Это последнее слово подхлестнуло Сидона, будто бы плетью. Он сделал вперед два прыжка и ударил Шелаха кулаком в лицо так, что у того кровь заструилась из носа.
– Ты чего!? За что?! – Взвыл Шелах, и слезы градом заструились из его глаз.
– Ты сам знаешь, «чего и за что!» – Прорычал в ответ ему старший сын Ханаха. – Смотри у меня, если ты еще раз приблизишься ко мне или к Хомаре или вообще, если я еще раз тебя встречу, я оторву тебе голову!
– Да что я тебе сделал!? – Взвыл на это Шелах, искренне недоумевая, за что Сидон его бьет? – Не смей меня трогать… я всё… я всё расскажу своему отцу и своему деду!..
– Чего?! Чего ты расскажешь?! – Рассвирепел Сидон так, что Шелах оцепенел от ужаса. – Если ты кому-нибудь только слово посмеешь сказать, я тебя по земле размажу, как коровью лепешку!
– Да что я тебе сделал!? За что ты меня ударил!? – Захныкал Шелах. – Что я тебе сделал!?

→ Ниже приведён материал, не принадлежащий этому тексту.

PR #5228, opened 2024-01-11
♻️ Adds `start_exclusive_periodic_task` derived from resource usage tracker service

GitHK:
## What do these changes do?

Some services like `resource-usage-tracker` and `dynamic-scheduler` require to run periodic tasks that run once regardless of the number of running instances (whether this number is 1 or higher).

- ✨ added tests for `exclusive` decorator
- ♻️ refactored solution form `resource-usage-tracker` to receive a generic task to run at periodic intervals
- ♻️ `resource-usage-tracker` now uses `start_exclusive_periodic_task`

## Related issue/s

- required by https://github.com/ITISFoundation/osparc-simcore/pull/5212

## Dev Checklist

### DIFF
--- a/packages/service-library/src/servicelib/redis_utils.py
+++ b/packages/service-library/src/servicelib/redis_utils.py
@@ -74,13 +74,13 @@ def start_exclusive_periodic_task(
     **kwargs,
 ) -> asyncio.Task:
     """
-    Ensures that only 1 instance of `task` is periodically ran at all times across
+    Ensures that only 1 instance of ``task`` is periodically ran at all times across
     multiple processes.
-    If one process dies out another process will run the `task`.
+    If one process dies, another process will run the ``task``.
 
-    Creates a background task that periodically tries to start the user `task`.
-    Before the `task` is scheduled for periodic background execution, it acquires a lock.
-    Subsequent calls to `start_exclusive_periodic_task` will not allow the same `task`
+    Creates a background task that periodically tries to start the user ``task``.
+    Before the ``task`` is scheduled for periodic background execution, it acquires a lock.
+    Subsequent calls to ``start_exclusive_periodic_task`` will not allow the same ``task``
     to run since the lock will prevent the scheduling.
     """
     return start_periodic_task(
--- a/packages/service-library/src/servicelib/redis_utils.py
+++ b/packages/service-library/src/servicelib/redis_utils.py
@@ -1,20 +1,22 @@
+import asyncio
 import functools
 import logging
-from typing import Optional, Union
+from collections.abc import Awaitable, Callable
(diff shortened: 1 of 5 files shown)


matusdrobuliak66 (approved):
:+1:

pcrespov (approved):
beautiful! thx!

packages/service-library/src/servicelib/redis_utils.py
```diff
@@ -32,3 +34,69 @@ async def wrapper(*args, **kwargs):
...
+    task: Callable[..., Awaitable[None]],
+    *,
+    interval: timedelta,
+    task_name: str,
+    **kwargs,
+) -> asyncio.Task:
+    """
+    Ensures that only 1 instance of ``task`` is periodically ran at all times across
+    multiple processes.
+    If one process dies, another process will run the ``task``.
```
sanderegg, line 79:
```suggestion
    Ensures that only 1 process periodically ever runs ``task`` at all times.    
    If one process dies, another process will run the ``task``.
```

packages/service-library/src/servicelib/redis_utils.py
```diff
@@ -32,3 +34,69 @@ async def wrapper(*args, **kwargs):
...
+
+    Creates a background task that periodically tries to start the user ``task``.
+    Before the ``task`` is scheduled for periodic background execution, it acquires a lock.
+    Subsequent calls to ``start_exclusive_periodic_task`` will not allow the same ``task``
+    to run since the lock will prevent the scheduling.
```
sanderegg, line 84:
```suggestion
    to start since the lock will prevent the scheduling.
```

services/dynamic-sidecar/src/simcore_service_dynamic_sidecar/modules/prometheus_metrics.py
```diff
@@ -113,7 +113,7 @@ async def _update_metrics(self):
             )
             self._metrics_response = MetricsResponse.from_error(e)
         except Exception as e:  # pylint: disable=broad-exception-caught
-            _logger.exception("Unexpected exception")
+            _logger.info("Unexpected exception", exc_info=True)
```
sanderegg, line 116: just use _logger.exception.

sanderegg (approved):
some comments and suggestions

services/dynamic-sidecar/src/simcore_service_dynamic_sidecar/modules/prometheus_metrics.py
GitHK: I can't do that here, I want to use a lower log level than ERROR. That's why I've changed it from _logger.exception to this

Сидон, ни слова не говоря больше, подошел к Шелаху вплотную, тот от страха даже не в силах был сдвинуться с места, а сын Ханаха схватил его одной рукой за волосы, другой за плечо, приподнял его и швырнул прямо в ежевичный куст. Потом он повернулся и пошел прочь, оставив в таком жалком положении скулящего, словно щенка Шелаха. Тот, некоторое время сидел в кусте, не шевелясь, и силился сообразить, за что это ему вдруг такая напасть с утра пораньше. Потом, весь исцарапанный, Шелах стал медленно, чтобы не исцарапаться больше, выкарабкиваться из колючего куста, и когда вылез, его вдруг осенило: «Это наверняка Каинан вчера, когда я оделся в его хитон, а он взял мою кожу, пошел, и, под моим видом, что-то там натворил, что-то сделал там против Сидона».
Первою мыслью Шелаха было: бежать вдогонку Сидону и всё ему рассказать о том, что вчера произошло между ним и братом. Потом расспросить его, что Каинан наделал после того, как облачился в его одежду. Он хотел разобраться во всем самому, и всё объяснить Сидону. Однако жгучая неприязнь к первенцу Ханаха остановила его. «Чего это я буду перед ним рассыпаться?» – Спросил он себя и ничего сам себе не ответил. Сейчас в Шелахе сидела обида и неприязнь к своему собственному брату даже большая, чем к Сидону. Он испытывал, чуть ли не ненависть к тому, с кем, во времена оные, провел вместе, без малого, десять лун в одном чреве, но с кем, по семейным преданьям, еще в материнской утробе он соперничал и боролся.
Весь пылая обидой и болью, Шелах поднялся с земли и направился, куда глаза глядят, под палящим солнцем, ступая по острым камням, продираясь сквозь колючий кустарник, без цели, без мыслей, без слёз. Одна только мысль свербела его: «За что? За что? За что?» И вдруг его осенило: «Это вчера Каинан, облаченный в мою козью шкуру, нанес какую-то обиду Сидону, выдавая себя за меня! – Воскликнул в сердце своем Шелах. – Я понял, он сделал это нарочно! Вот почему он не стал гнаться за мною, когда я надел его поганый хитон. Вот почему, вчера вечером, когда мы снова менялись одеждами, он не стал ни ссориться, ни ругаться, а только гаденько улыбался! Он задумал это давно!» И злоба на Сидона в Шелахе вдруг целиком и полностью перекинулась на своего брата.